PR #3359, opened 2019-09-27
Experiments with React hooks

swissspidy:
⚠️ **Work in progress - do not merge** ⚠️

Includes some experimental refactoring of dozens of components to a) make them functional ones and b) to leverage [React hooks](https://reactjs.org/docs/hooks-intro.html). It is largely untested, even though I haven't spot any issues so far.

This PR likely has to be split up as hooks cannot be used pre-WordPress 5.3 unless Gutenberg is active, which means they're currently guaranteed to work in the Stories editor, but not elsewhere.


assets/src/stories-editor/components/block-navigation/item.js
```diff
@@ -44,28 +43,47 @@ const parseDropEvent = ( event ) => {
...
+		return getBlockRootClientId( clientId );
+	}, [ clientId ] );
+	const blockOrder = useSelect( ( select ) => {
+		const { getBlockOrder } = select( 'core/block-editor' );
+		return getBlockOrder( rootClientId );
+	}, [ rootClientId ] );
+	const blocks = useSelect( ( select ) => {
+		const { getBlocksByClientId } = select( 'core/block-editor' );
+		return getBlocksByClientId( blockOrder ).map( ( { clientId: id } ) => id ).reverse();
+	}, [ blockOrder ] );
```
barklund: Why not select all three in a single `useSelect`? I know that technically `rootClientId` might not change just because `clientId` does (it might be a different block on the same page) and then your version is a bit quicker, but the overhead is so tiny, that I don't think it warrants this more complex setup.

I'd just go for:

```
	const {
		rootClientId,
		blockOrder,
		blocks,
	} = useSelect( ( select ) => {
		const { getBlockRootClientId, getBlockOrder, getBlocksByClientId } = select( 'core/block-editor' );
		const rootClientId = getBlockRootClientId( clientId );
		const blockOrder = getBlockOrder( rootClientId );
		const blocks = getBlocksByClientId( blockOrder ).map( ( { clientId: id } ) => id ).reverse();
		return { rootClientId, blockOrder, blocks };
	}, [ clientId ] );
```

assets/src/stories-editor/components/editor-carousel/index.js
```diff
@@ -24,74 +23,87 @@ import './edit.css';
...
-class EditorCarousel extends Component {
-	translateWrapper = () => {
+const EditorCarousel = () => {
+	const { pages, currentPage, currentIndex, previousPage, nextPage, isReordering } = useSelect( ( select ) => {
+		const {
+			getBlockOrder,
+			getBlocksByClientId,
+			getAdjacentBlockClientId,
+		} = select( 'core/block-editor' );
+		const { getCurrentPage, isReordering: _isReordering } = select( 'amp/story' );
```
barklund: Yeah, this is a common annoying problem. What's a good name for a boolean-returning function that doesn't clash with the name of the variable holding the result of said function?

assets/src/stories-editor/components/editor-carousel/index.js
```diff
@@ -24,74 +23,87 @@ import './edit.css';
...
+
+		const _currentPage = getCurrentPage();
+		const _pages = getBlocksByClientId( getBlockOrder() );
+
+		const index = pages.findIndex( ( { clientId } ) => clientId === currentPage );
```
barklund: Surely this should be `_pages`, right?

```suggestion
		const index = _pages.findIndex( ( { clientId } ) => clientId === currentPage );
```

assets/src/stories-editor/components/editor-carousel/index.js
```diff
@@ -24,74 +23,87 @@ import './edit.css';
...
+			nextPage: getCurrentPage() ? getAdjacentBlockClientId( _currentPage, 1 ) : null,
+			isReordering: _isReordering(),
+		};
+	}, [] );
+
+	useEffect( () => {
 		const wrapper = document.querySelector( '#amp-story-controls + .block-editor-block-list__layout' );
 
 		if ( ! wrapper ) {
 			return;
```
barklund: Under which circumstances does this return and could this perhaps be triggered by other props then the two used in the guard for the `useEffect`? The old code re-ran on every component update regardless of which prop changed and I could fear that this part here might be related to another prop?

assets/src/stories-editor/components/rotatable-box/index.js
```diff
@@ -19,22 +18,28 @@ import { __, sprintf } from '@wordpress/i18n';
...
+const RotatableBox = ( { angle, initialAngle, blockElementId, className, speak, onRotateStart, onRotate, onRotateStop, snap, snapGap } ) => {
+	const [ isRotating, setIsRotating ] = useState( false );
+	const [ currentAngle, setAngle ] = useState( angle );
 
-		this.state = {
-			isRotating: false,
-			angle: props.angle,
-		};
-	}
+	let elementRef = null;
```
barklund: Maybe `useRef` here?

assets/src/stories-editor/components/rotatable-box/index.js
```diff
@@ -19,22 +18,28 @@ import { __, sprintf } from '@wordpress/i18n';
...
+
+	useEffect( () => {
+		elementRef = document.getElementById( this.props.blockElementId );
```
barklund:
```suggestion
		elementRef = document.getElementById( blockElementId );
```

assets/src/stories-editor/components/rotatable-box/index.js
```diff
@@ -43,45 +48,45 @@ class RotatableBox extends Component {
...
-				angle += 360;
+			let newAngle = LEFT === keyCode ? currentAngle - 30 : currentAngle + 30;
+			if ( newAngle > 360 ) {
+				newAngle -= 360;
+			} else if ( newAngle <= -360 ) {
+				newAngle += 360;
 			}
 
-			this.elementRef.style.transform = `rotate(${ angle }deg)`;
+			elementRef.style.transform = `rotate(${ newAngle }deg)`;
```
barklund: I'd do this in a `useEffect` with `angle` as a guard. Then you don't need it both here and in the `onMouseMove`.

assets/src/stories-editor/components/rotatable-box/index.js
```diff
@@ -43,45 +48,45 @@ class RotatableBox extends Component {
...
-			this.elementRef.style.transform = `rotate(${ this.props.initialAngle }deg)`;
-
-			this.setState(
-				{
-					isRotating: false,
-					angle: this.props.initialAngle,
-				},
-				() => this.props.onRotateStop && this.props.onRotateStop( e, this.props.initialAngle )
-			);
+			elementRef.classList.remove( 'is-rotating' );
```
barklund: Similarly, I'd do this in a `useEffect` utilising that `classList` has a toggle method:

```
useEffect( () => {
	elementRef.classList.toggle( 'is-rotating', isRotating );
}, [ isRotating ] );
```

assets/src/stories-editor/components/rotatable-box/index.js
```diff
@@ -121,66 +125,60 @@ class RotatableBox extends Component {
...
+				>
+					<span className="screen-reader-text">
+						{ __( 'Rotate Block', 'amp' ) }
+					</span>
+				</Button>
 			</div>
-		);
-	}
-}
+			{ this.props.children }
```
barklund:
```suggestion
			{ children }
```

assets/src/stories-editor/components/rotatable-box/index.js
```diff
@@ -43,45 +48,45 @@ class RotatableBox extends Component {
...
-
-			this.setState(
-				{
-					isRotating: false,
-					angle: this.props.initialAngle,
-				},
-				() => this.props.onRotateStop && this.props.onRotateStop( e, this.props.initialAngle )
-			);
+			elementRef.classList.remove( 'is-rotating' );
+			elementRef.style.transform = `rotate(${ initialAngle }deg)`;
```
barklund: This one would also be superfluous by the way.

assets/src/stories-editor/components/block-navigation/item.js
swissspidy: Sure that also works 👍

assets/src/stories-editor/components/rotatable-box/index.js
swissspidy: Makes sense 👍

assets/src/stories-editor/components/editor-carousel/index.js
swissspidy: Good question. To avoid it we could also just use `select( 'amp/story' ).isReordering()`.

assets/src/stories-editor/blocks/amp-story-page/edit.js
```diff
@@ -41,55 +37,113 @@ import PageSettings from './page-settings';
...
 
-	ensureCorrectBlockOrder() {
-		const {
-			getBlockOrder,
-			moveBlockToPosition,
-			clientId,
-		} = this.props;
-		const order = getBlockOrder( clientId );
-		if ( 1 >= order.length ) {
+	const videoPlayer = createRef();
```
barklund: `createRef` can be replaced with `useRef`.

assets/src/stories-editor/components/editor-carousel/index.js
swissspidy: Good question. Will have to test this and perhaps search a bit in git history.

assets/src/stories-editor/blocks/amp-story-page-attachment/edit.js
```diff
@@ -21,56 +21,34 @@ import AttachmentContent from './attachment-content';
...
-			textColor !== prevProps.textColor
-		) {
-			const { style, attachmentClass } = this.getWrapperAttributes();
-			const newAttributes = { wrapperStyle: style };
-			if ( textColor !== prevProps.textColor ) {
-				newAttributes.attachmentClass = attachmentClass;
-			}
-			setAttributes( newAttributes );
+	const toggleAttachment = ( open ) => {
+		if ( open !== isOpen ) {
```
barklund: [`useState` only re-renders if the value has changed](https://reactjs.org/docs/hooks-reference.html#bailing-out-of-a-state-update), so this entire function can just be replaced with `setIsOpen`.

assets/src/stories-editor/blocks/amp-story-page-attachment/edit.js
```diff
@@ -81,42 +59,39 @@ class PageAttachmentEdit extends Component {
...
-		const {
-			attributes,
-			setAttributes,
-		} = this.props;
+	useEffect( () => {
+		const { style, attachmentClass } = getWrapperAttributes();
+		const newAttributes = { wrapperStyle: style };
+		newAttributes.attachmentClass = attachmentClass;
+		setAttributes( newAttributes );
+	}, [ backgroundColor, customBackgroundColor, textColor ] );
```
barklund: You need everything used by `getWrapperAttributes()` in the guard as well - it's complex, but you can end up with a situation where the `useEffect` references and "older" `getWrapperAttributes`, that uses an "older" `colors` variable and thus is out of sync with the component as a whole. Using multiple hooks, especially `useEffect` can give some really weird side-effects when some of the are reused and some aren't and they reference different callbacks, etc.

Either add `colors` to this guard or use a `useRef` for `colors` to make sure that you always access the most recent value.

Looking at it more closely, why not inline the functionality of `getWrapperAttributes` in the effect directly? It's only used here as far as I can see?

assets/src/stories-editor/blocks/amp-story-page-attachment/edit.js
```diff
@@ -81,42 +59,39 @@ class PageAttachmentEdit extends Component {
...
-						openText={ openText }
-					/>
-				}
-			</>
-		);
-	}
-}
+	return (
+		<>
+			{ isOpen &&
```
barklund: Convert this to a ternary - that will also get rid of the fragment and reduce the complexity of the return.

assets/src/stories-editor/blocks/amp-story-text/edit.js
```diff
@@ -25,73 +24,82 @@ import { getBackgroundColorWithOpacity } from '../../../common/helpers';
...
+		autoFontSize,
+		width,
+		height,
+		opacity,
+	} = attributes;
+
+	const [ isEditing, setIsEditing ] = useState( false );
+	const [ hasOverlay, setHasOverlay ] = useState( true );
+
+	const toggleIsEditing = ( enable ) => {
```
barklund: These two wrappers for the state setters are also irrelevant. States only cause re-render if the value changes (compared with `Object.is`).

assets/src/stories-editor/blocks/amp-story-text/edit.js
```diff
@@ -25,73 +24,82 @@ import { getBackgroundColorWithOpacity } from '../../../common/helpers';
...
+		}
+	}, [ ampFitText, ampFontFamily, width, height, content ] );
 
-		if ( checkBlockDimensions ) {
-			maybeUpdateBlockDimensions( this.props );
+	useEffect( () => {
+		if ( ! ampFitText ) {
+			maybeUpdateBlockDimensions( props );
 		}
+	}, [ ampFitText, fontSize, ampFitText, ampFontFamily, content ] );
```
barklund: Copy-paste error:

```suggestion
	}, [ ampFitText, fontSize , ampFontFamily, content ] );
```

assets/src/stories-editor/blocks/amp-story-text/edit.js
```diff
@@ -25,73 +24,82 @@ import { getBackgroundColorWithOpacity } from '../../../common/helpers';
...
-			! isEqual( prevProps.fontSize, fontSize ) ||
-			prevProps.attributes.ampFitText !== ampFitText ||
-			prevProps.attributes.ampFontFamily !== ampFontFamily ||
-			prevProps.attributes.content !== content
-		);
+	useEffect( () => {
+		if ( ampFitText ) {
+			maybeUpdateFontSize( props );
+		}
+	}, [ ampFitText, ampFontFamily, width, height, content ] );
```
barklund: This is super messy, because the "helper" is stateful and uses external information making it hard to correctly guard for when it needs to re-run - also it has side-effects. What if this method changes internally and this guard isn't updated?

The helper should received all arguments directly, be stateless and be side-effect free for this to be "proper".

I'm not a big fan of this, but it's probably too huge a task to rewrite these helpers too.

assets/src/stories-editor/blocks/amp-story-text/edit.js
```diff
@@ -25,73 +24,82 @@ import { getBackgroundColorWithOpacity } from '../../../common/helpers';
...
+	const onReplace = ( blocks ) => {
 		// Make sure that 'undefined' values aren't passed into onReplace.
 		blocks = blocks.filter( ( block ) => 'undefined' !== typeof block );
+
 		if ( ! blocks.length ) {
 			return;
 		}
-		onReplace( blocks.map( ( block, index ) => (
+
+		props.onReplace( blocks.map( ( block, index ) => (
```
barklund: Shouldn't this be recursion? `props.onReplace` doesn't exist, does it?

assets/src/stories-editor/blocks/amp-story-text/edit.js
```diff
@@ -101,143 +109,99 @@ class TextBlockEdit extends Component {
...
-			clientId,
-			fontSize,
-			isPartOfMultiSelection,
-			isSelected,
-			backgroundColor,
-			customBackgroundColor,
-			textColor,
-			name,
-		} = this.props;
+	const userFontSize = fontSize && fontSize.size ? fontSize.size + 'px' : undefined;
```
barklund:
```suggestion
	const userFontSize = fontSize && fontSize.size ? `${ fontSize.size }px` : undefined;
```

assets/src/stories-editor/blocks/amp-story-text/edit.js
swissspidy: Nope. A block's edit component gets passed a `onReplace` prop.

See https://github.com/WordPress/gutenberg/blob/fea63772b6e2f71e7422c999e436c44bd3914021/packages/block-editor/src/components/block-list/block.js#L459-L470

assets/src/stories-editor/blocks/amp-story-text/edit.js
```diff
@@ -101,143 +109,99 @@ class TextBlockEdit extends Component {
...
-		const {
-			placeholder,
-			content,
-			align,
-			ampFitText,
-			autoFontSize,
-			height,
-			opacity,
-		} = attributes;
+	const { colors } = select( 'core/block-editor' ).getSettings();
```
barklund: No `useSelect` here? One reason would be to force a re-render if the store changes.

assets/src/stories-editor/blocks/amp-story-text/edit.js
```diff
@@ -101,143 +109,99 @@ class TextBlockEdit extends Component {
...
+	const textWrapperClassName = 'wp-block-amp-story-text';
+	const textClassNames = {
+		'has-text-color': textColor.color,
+		[ textColor.class ]: textColor.class,
+		[ fontSize.class ]: ampFitText ? undefined : fontSize.class,
+		'is-amp-fit-text': ampFitText,
+	};
+	const textStyle = {
+		color: textColor.color,
+		fontSize: ampFitText ? autoFontSize + 'px' : userFontSize,
```
barklund:
```suggestion
		fontSize: ampFitText ? `${ autoFontSize }px` : userFontSize,
```

assets/src/stories-editor/blocks/amp-story-text/edit.js
swissspidy: I just missed that one I guess :-)

assets/src/stories-editor/blocks/amp-story-text/edit.js
```diff
@@ -101,143 +109,99 @@ class TextBlockEdit extends Component {
...
+				<AlignmentToolbar
+					value={ align }
+					onChange={ ( value ) => setAttributes( { align: value } ) }
+				/>
+			</BlockControls>
+			<div className={ classnames( wrapperClass, {
+				'with-line-height': ampFitText,
+				'is-empty-draggable-text': ! isEditing && ! content.length,
+			} ) } style={ wrapperStyle } >
+				{ isEditing &&
```
barklund: Convert to ternary

assets/src/stories-editor/components/inserter/index.js
```diff
@@ -127,12 +126,8 @@ Inserter.propTypes = {
 const applyWithSelect = withSelect( ( select ) => {
 	const { isReordering } = select( 'amp/story' );
```
barklund: Why is this still down here and not inside the component?

swissspidy: For use by the `ifCondition` HOC. Felt a bit easier with that, but can also use hooks instead.

assets/src/stories-editor/components/story-block-drop-zone.js
```diff
@@ -88,30 +88,19 @@ class BlockDropZone extends Component {
...
-	updateBlockAttributes: PropTypes.func,
 	srcClientId: PropTypes.string,
 	srcBlockName: PropTypes.string,
 };
 
-export default withDispatch( ( dispatch ) => {
-	const { updateBlockAttributes } = dispatch( 'core/block-editor' );
-
-	return {
-		updateBlockAttributes( ...args ) {
```
barklund: This old code is really weird? Is there a purpose here?

assets/src/stories-editor/components/template-inserter/template-preview.js
```diff
@@ -8,47 +8,37 @@ import PropTypes from 'prop-types';
...
 		}
-	}
-
-	render() {
-		if ( ! this.state.shouldLoad ) {
-			return <Spinner />;
-		}
-
-		const { item } = this.props;
+	}, [ shouldLoad ] );
```
barklund: This whole effect can be replaced with:

```
	useEffect( () => setTimeout( setShouldLoad, 100, true ), [] );
```

Of course the comment should be kept somewhere. React Concurrent is still not in stable, but will probably come out in the next major release.

assets/src/stories-editor/components/template-inserter/template-preview.js
```diff
@@ -8,47 +8,37 @@ import PropTypes from 'prop-types';
...
 
 /**
  * Internal dependencies
  */
 import { BlockPreview } from '../';
 
-class TemplatePreview extends Component {
-	constructor( ...args ) {
-		super( ...args );
+const TemplatePreview = ( { item } ) => {
```
barklund:
```suggestion
const TemplatePreview = ( { item, setTimeout } ) => {
```

assets/src/stories-editor/components/story-block-drop-zone.js
swissspidy: I don‘t think so. It was just more complicated than needed.

assets/src/stories-editor/components/editor-carousel/index.js
swissspidy: Did a slight refactor here and removed that condition.

assets/src/stories-editor/blocks/amp-story-page-attachment/edit.js
swissspidy: Fixed in 3ccbe2bec262efacbc5652911a87112b4f0555c6

assets/src/stories-editor/blocks/amp-story-text/edit.js
swissspidy: Fixed now

assets/src/stories-editor/blocks/amp-story-text/edit.js
swissspidy: You mean the helper should receive all arguments individually instead of just  `props`?

swissspidy:
Closing in favor of #3412. The block editor part can be extracted from this PR at some point in the future.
------------------------------------------------
Task brief: The first line of the listing above through the line containing "This PR likely": print exactly that, both ends included.

Task answer:
PR #3359, opened 2019-09-27
Experiments with React hooks

swissspidy:
⚠️ **Work in progress - do not merge** ⚠️

Includes some experimental refactoring of dozens of components to a) make them functional ones and b) to leverage [React hooks](https://reactjs.org/docs/hooks-intro.html). It is largely untested, even though I haven't spot any issues so far.

This PR likely has to be split up as hooks cannot be used pre-WordPress 5.3 unless Gutenberg is active, which means they're currently guaranteed to work in the Stories editor, but not elsewhere.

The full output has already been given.